COVID-19 shots: Cost putting rich ahead of the poor

AFP
While richer nations plan their vaccination programs through the end of 2021, poorer and developing countries face hurdles that could deny billions from protection.
AFP
COVID-19 shots: Cost putting rich ahead of the poor
AFP

Pfizer’s headquarters in New York.

Hailed this week as a pandemic game-changer, the latest COVID-19 vaccine offered countries that had pre-ordered doses a potential escape from a cycle of lockdowns and new waves of sickness and death.

But while richer nations plan their vaccination programs through the end of 2021, experts warn that poorer and developing countries face hurdles that could deny billions the first proven protection against the coronavirus.

Vaccine developers Pfizer and BioNTech plan to roll out the first doses within weeks, once they receive emergency use permissions from drug agencies. They expect to have 1.3 billion doses ready next year.

At the cost of US$40 per treatment, which consists of two separate shots, richer nations have rushed to order tens of millions of doses. But it is less clear what poorer nations can expect.

“If we only have the Pfizer vaccine and everyone needs two doses, clearly that’s a difficult ethical dilemma,” said Rudie Lang, director of The Global Health Network at the University of Oxford’s Nuffield Department of Medicine.

Anticipating the massive demand for any approved vaccine, the World Health Organization formed the COVAX facility in April to ensure equitable distribution.

COVAX brought together governments, scientists, civil society and the private sector.

Pfizer is not part of the facility. A company spokesperson said it had “provided an expression of interest for possible supply” to COVAX.

Rachel Silverman, a policy fellow at the Center for Global Development, said it was unlikely that much of the first vaccine batch would end up in poorer nations.

Based on advance purchase agreements signed with Pfizer, she calculated that 1.1 billion doses had been snapped up entirely by wealthy nations.

“There’s not much left for everyone else,” she said.

Some countries that pre-ordered, such as Japan and Britain, are part of COVAX, so some doses are likely to reach less developed nations through their purchase agreements.

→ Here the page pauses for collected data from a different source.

PR #1673, opened 2019-03-01
fix(ui): include suggested nodes in search results

korhaliv:
## Description:
Include suggested nodes in search results in create channel node search view

## Motivation and Context:
Currently we don't include suggested nodes in the search results

## How Has This Been Tested?
Manually

## Types of changes:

Conversely, the United States, which has 600 million doses on order, is not a COVAX member.

Benjamin Schreiber, COVID-19 vaccine coordinator at the UN’s children’s fund UNICEF, said it was vital that all nations had fair access.

“We really need to avoid a situation of rich nations gobbling up all the vaccines and then there’s not enough doses for the poorest nations,” he said.

Ethics aside, epidemiological data underscores the need for equitable vaccine distribution.

This month researchers at America’s Northeastern University published research examining the link between vaccine reach and COVID-19 mortality.

They modeled two scenarios. The first, “uncooperative allocation,” hypothesized what would happen if 50 rich nations monopolized the first 2 billion doses of a vaccine.

The second saw the vaccine distributed based on a country’s population rather than its ability to pay for it.

The researchers found that the rich nation stockpiling scenario reduced COVID-19 deaths by 33 percent globally. The fair-share approach prevented 61 percent.

Commenting on the study, the Gavi vaccine alliance, which co-leads COVAX, said: “the modest gain for high-income countries in monopolizing vaccines was far less than the devastating losses for low-income countries if countries don’t cooperate.”

Logistical challenges

Even if finance for poorer nations materializes, the logistics of getting the new vaccine to everyone remains dizzying.

Pfizer’s vaccine is based on messenger RNA, which tricks the immune system to produce viral proteins itself that are then neutralized. It appears to be effective at bestowing protection against COVID-19, yet is extremely fragile: it must be stored at minus 80 degrees Celsius.

“Most freezers in most hospitals anywhere in the world are minus 20 degrees Celsius,” said Lang. “This is four times colder.”

Silverman said maintaining the vaccine’s “ultra-cold chain” from factory to patients’ arms constituted “an enormous logistical challenge even in the West.”

Although Pfizer and some governments have been preparing delivery protocols for months in anticipation of trial results, “none of that has taken place in low- and middle-income countries,” she said.

Pfizer has designed its own “thermal shipper” that can keep the vaccine supercool for up to 10 days.